▶ _HOW TO COMPLETE THIS TASK_
What you produce should be every line from the data that includes "deploy".

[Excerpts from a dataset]
========

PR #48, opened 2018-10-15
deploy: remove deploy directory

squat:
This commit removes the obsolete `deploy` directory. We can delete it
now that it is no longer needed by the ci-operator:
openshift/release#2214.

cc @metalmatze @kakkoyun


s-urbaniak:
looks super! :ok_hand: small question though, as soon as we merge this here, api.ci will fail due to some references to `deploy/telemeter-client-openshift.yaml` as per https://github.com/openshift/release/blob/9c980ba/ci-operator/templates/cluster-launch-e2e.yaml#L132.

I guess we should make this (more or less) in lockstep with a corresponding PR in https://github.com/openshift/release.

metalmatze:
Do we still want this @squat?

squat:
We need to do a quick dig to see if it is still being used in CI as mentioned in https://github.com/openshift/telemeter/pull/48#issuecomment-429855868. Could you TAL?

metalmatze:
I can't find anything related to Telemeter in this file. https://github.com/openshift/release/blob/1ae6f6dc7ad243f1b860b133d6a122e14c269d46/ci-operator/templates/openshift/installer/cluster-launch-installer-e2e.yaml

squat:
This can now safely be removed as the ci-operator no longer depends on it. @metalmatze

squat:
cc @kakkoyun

========

▶ _ANSWER FOR THE TASK_
deploy: remove deploy directory
This commit removes the obsolete `deploy` directory. We can delete it
looks super! :ok_hand: small question though, as soon as we merge this here, api.ci will fail due to some references to `deploy/telemeter-client-openshift.yaml` as per https://github.com/openshift/release/blob/9c980ba/ci-operator/templates/cluster-launch-e2e.yaml#L132.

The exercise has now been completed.